PR #2844, opened 2017-08-10
[FIX] also sort PD frag. annotations

timosachsenberg:


timosachsenberg:
tests pass, should fix the RNPxl test

PR #4259, opened 2019-09-19
[FEATURE] some memory fixes for ProteomicsLFQ

hroest:
this reduces the featureXML produced (debug output) by about 10x, from > 250 MB to less than 25 MB and allows me to run iPRG 2015 study with about 2GB of system memory (measurement currently ongoing).


hroest:
```
ProteomicsLFQ took 51:32 m (wall), 51:17 m (CPU), 8.28 s (system), 51:09 m (user).      
3069.44user 8.38system 51:32.34elapsed 99%CPU (0avgtext+0avgdata 3250856maxresident)k                                                              9722136inputs+1428424outputs (12major+1518145minor)pagefaults 0swaps 
```

PR #4262, opened 2019-09-20
[FEATURE] Deisotoper precursor filter and decreasing model fine tuning

enetz:
For every peak masses and charges that in combination would result in
MS2-peak-mass > precursor-mass are skipped now, since we don't expect to see fragments with more mass than the precursor. The hope is that this will avoid some wrong charge assignments and deisotoping of some noise peaks.

Very few fragment annotations in the test files of RNPxlSearch were removed and some scores changed slightly, so it looks like there were cases of this that are now filtered out successfully.

This is only applied to MS Spectra with Precursor data.
I don't know whether there might be special cases where fragment spectra would contain stuff more massive than the precursor mass + tolerance. Or should I consider the upper bound of the isolation window instead? Do we need a flag to be able to turn this off?

Also added a parameter `start_intensity_check` to adjust the averagine / decreasing intensity mode, as mentioned in #4249:
you can set a number and the intensity check will be performed only from that peak on,
e.g. for `start_intensity_check=2` the monoisotopic peak can be less intense than the second peak and for `start_intensity_check=3` both the monoisotopic and the second peak can be less intense than the third.
I set the default to `2` and updated some test files accordingly.
Alternatively we can change the deisotoper settings in each tool that uses it.


enetz:
An example for I and L combinations:

```
HI
HII
HIIK
HIK
HIKI
HIKL
HIL
HILK
HL
HLI
HLIK
HLK
HLKI
HLKL
HLL
HLLK
```

And for modifications:

```
EV
EVC(Carbamidomethyl)
EVC(Carbamidomethyl)V
```

hroest:
@enetz please fix the SwathQC test:

```
checking SwathQC() ... 
 +  line 72:  TEST_NOT_EQUAL(ptr,nullPointer): got '0x557c0b4c98b0', forbidden is '0'
: passed

checking ~SwathQC() ... : passed

checking (static ChargeDistribution getChargeDistribution(const std::vector<SwathMap>& swath_maps, const size_t nr_samples, const double mz_tol)) ... 
 -  line 95:  TEST_EQUAL(cd.size(),cde.size()): got '7', expected '5'
 -  line 96:  TEST_EQUAL(cd == cde,true): got '0', expected '1'
: failed

checking (static void storeJSON(const OpenMS::String& filename)) ... FAILED: 'ratio of numbers is too large'

  input:	in1	in2
  line:	5	5
  pos/col:	6/7	6/7
 --------------------------------
  is_number:	true	true
  numbers:	17	13
  is_space:	false	false
  is_letter:	false	false
  letters:	"1"	"1"
  char_codes:	49	49
 --------------------------------
  relative_max:        1.30769
  relative_acceptable: 1
 --------------------------------
  absolute_max:        4
  absolute_acceptable: 0

Offending lines:			(tab_width = 8, first_column = 1)

in1:  /tmp/20190920_161548_350cc65e0c55_9095_1   (line: 5, position/column: 6/7)
      !
      17

in2:  /tmp/20190920_161548_350cc65e0c55_9095_2   (line: 5, position/column: 6/7)
      !
      13


Easy Access:
/tmp/20190920_161548_350cc65e0c55_9095_1:5:7:
/tmp/20190920_161548_350cc65e0c55_9095_2:5:7:

diff /tmp/20190920_161548_350cc65e0c55_9095_1 /tmp/20190920_161548_350cc65e0c55_9095_2

 -  line 189:  TEST_EQUAL(FuzzyStringComparator().compareFiles(tmp_json, tmp_expected),true): got 'false', expected 'true'
: failed

: passed

FAILED
Failed lines: 95 96 189 
```

hroest:
@enetz adding additional default values to a function **in the middle** is *very dangerous* since you did not adjust other functions and parameters may now be completely out of whack!

please check and fix:
```
$ grep -R deisotopeAndSingleCharge src/openms
src/openms/source/ANALYSIS/OPENSWATH/SwathQC.cpp:        tmp = spec; // make a copy, since deisotopeAndSingleCharge() will modify 
src/openms/source/ANALYSIS/OPENSWATH/SwathQC.cpp:      Deisotoper::deisotopeAndSingleCharge(tmp, this->decon_ms1_mz_tol_, false, 1, 10, true, 3, 10, false, true);
src/openms/source/ANALYSIS/ID/SimpleSearchEngineAlgorithm.cpp:      Deisotoper::deisotopeAndSingleCharge(exp[exp_index], 
src/openms/source/ANALYSIS/XLMS/OPXLSpectrumProcessingAlgorithms.cpp:        Deisotoper::deisotopeAndSingleCharge(deisotoped,
src/openms/source/FILTERING/DATAREDUCTION/Deisotoper.cpp:void Deisotoper::deisotopeAndSingleCharge(MSSpectrum& spec,
src/openms/include/OpenMS/FILTERING/DATAREDUCTION/Deisotoper.h:  static void deisotopeAndSingleCharge(MSSpectrum& spectrum,
```

src/openms/include/OpenMS/FILTERING/DATAREDUCTION/Deisotoper.h
```diff
@@ -94,6 +98,7 @@ class OPENMS_DLLAPI Deisotoper
             bool annotate_charge = false,
             bool annotate_iso_peak_count = false,
             bool use_decreasing_model = true,
+            unsigned int start_intensity_check = 2,
             bool add_up_intensity = false);
```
• • • •
■ **THE TASK**
Reproduce all of the records, keeping every character unchanged.

■ **ANSWER SPACE**
PR #2844, opened 2017-08-10
[FIX] also sort PD frag. annotations

timosachsenberg:


timosachsenberg:
tests pass, should fix the RNPxl test

PR #4259, opened 2019-09-19
[FEATURE] some memory fixes for ProteomicsLFQ

hroest:
this reduces the featureXML produced (debug output) by about 10x, from > 250 MB to less than 25 MB and allows me to run iPRG 2015 study with about 2GB of system memory (measurement currently ongoing).


hroest:
```
ProteomicsLFQ took 51:32 m (wall), 51:17 m (CPU), 8.28 s (system), 51:09 m (user).      
3069.44user 8.38system 51:32.34elapsed 99%CPU (0avgtext+0avgdata 3250856maxresident)k                                                              9722136inputs+1428424outputs (12major+1518145minor)pagefaults 0swaps 
```

PR #4262, opened 2019-09-20
[FEATURE] Deisotoper precursor filter and decreasing model fine tuning

enetz:
For every peak masses and charges that in combination would result in
MS2-peak-mass > precursor-mass are skipped now, since we don't expect to see fragments with more mass than the precursor. The hope is that this will avoid some wrong charge assignments and deisotoping of some noise peaks.

Very few fragment annotations in the test files of RNPxlSearch were removed and some scores changed slightly, so it looks like there were cases of this that are now filtered out successfully.

This is only applied to MS Spectra with Precursor data.
I don't know whether there might be special cases where fragment spectra would contain stuff more massive than the precursor mass + tolerance. Or should I consider the upper bound of the isolation window instead? Do we need a flag to be able to turn this off?

Also added a parameter `start_intensity_check` to adjust the averagine / decreasing intensity mode, as mentioned in #4249:
you can set a number and the intensity check will be performed only from that peak on,
e.g. for `start_intensity_check=2` the monoisotopic peak can be less intense than the second peak and for `start_intensity_check=3` both the monoisotopic and the second peak can be less intense than the third.
I set the default to `2` and updated some test files accordingly.
Alternatively we can change the deisotoper settings in each tool that uses it.


enetz:
An example for I and L combinations:

```
HI
HII
HIIK
HIK
HIKI
HIKL
HIL
HILK
HL
HLI
HLIK
HLK
HLKI
HLKL
HLL
HLLK
```

And for modifications:

```
EV
EVC(Carbamidomethyl)
EVC(Carbamidomethyl)V
```

hroest:
@enetz please fix the SwathQC test:

```
checking SwathQC() ... 
 +  line 72:  TEST_NOT_EQUAL(ptr,nullPointer): got '0x557c0b4c98b0', forbidden is '0'
: passed

checking ~SwathQC() ... : passed

checking (static ChargeDistribution getChargeDistribution(const std::vector<SwathMap>& swath_maps, const size_t nr_samples, const double mz_tol)) ... 
 -  line 95:  TEST_EQUAL(cd.size(),cde.size()): got '7', expected '5'
 -  line 96:  TEST_EQUAL(cd == cde,true): got '0', expected '1'
: failed

checking (static void storeJSON(const OpenMS::String& filename)) ... FAILED: 'ratio of numbers is too large'

  input:	in1	in2
  line:	5	5
  pos/col:	6/7	6/7
 --------------------------------
  is_number:	true	true
  numbers:	17	13
  is_space:	false	false
  is_letter:	false	false
  letters:	"1"	"1"
  char_codes:	49	49
 --------------------------------
  relative_max:        1.30769
  relative_acceptable: 1
 --------------------------------
  absolute_max:        4
  absolute_acceptable: 0

Offending lines:			(tab_width = 8, first_column = 1)

in1:  /tmp/20190920_161548_350cc65e0c55_9095_1   (line: 5, position/column: 6/7)
      !
      17

in2:  /tmp/20190920_161548_350cc65e0c55_9095_2   (line: 5, position/column: 6/7)
      !
      13


Easy Access:
/tmp/20190920_161548_350cc65e0c55_9095_1:5:7:
/tmp/20190920_161548_350cc65e0c55_9095_2:5:7:

diff /tmp/20190920_161548_350cc65e0c55_9095_1 /tmp/20190920_161548_350cc65e0c55_9095_2

 -  line 189:  TEST_EQUAL(FuzzyStringComparator().compareFiles(tmp_json, tmp_expected),true): got 'false', expected 'true'
: failed

: passed

FAILED
Failed lines: 95 96 189 
```

hroest:
@enetz adding additional default values to a function **in the middle** is *very dangerous* since you did not adjust other functions and parameters may now be completely out of whack!

please check and fix:
```
$ grep -R deisotopeAndSingleCharge src/openms
src/openms/source/ANALYSIS/OPENSWATH/SwathQC.cpp:        tmp = spec; // make a copy, since deisotopeAndSingleCharge() will modify 
src/openms/source/ANALYSIS/OPENSWATH/SwathQC.cpp:      Deisotoper::deisotopeAndSingleCharge(tmp, this->decon_ms1_mz_tol_, false, 1, 10, true, 3, 10, false, true);
src/openms/source/ANALYSIS/ID/SimpleSearchEngineAlgorithm.cpp:      Deisotoper::deisotopeAndSingleCharge(exp[exp_index], 
src/openms/source/ANALYSIS/XLMS/OPXLSpectrumProcessingAlgorithms.cpp:        Deisotoper::deisotopeAndSingleCharge(deisotoped,
src/openms/source/FILTERING/DATAREDUCTION/Deisotoper.cpp:void Deisotoper::deisotopeAndSingleCharge(MSSpectrum& spec,
src/openms/include/OpenMS/FILTERING/DATAREDUCTION/Deisotoper.h:  static void deisotopeAndSingleCharge(MSSpectrum& spectrum,
```

src/openms/include/OpenMS/FILTERING/DATAREDUCTION/Deisotoper.h
```diff
@@ -94,6 +98,7 @@ class OPENMS_DLLAPI Deisotoper
             bool annotate_charge = false,
             bool annotate_iso_peak_count = false,
             bool use_decreasing_model = true,
+            unsigned int start_intensity_check = 2,
             bool add_up_intensity = false);
```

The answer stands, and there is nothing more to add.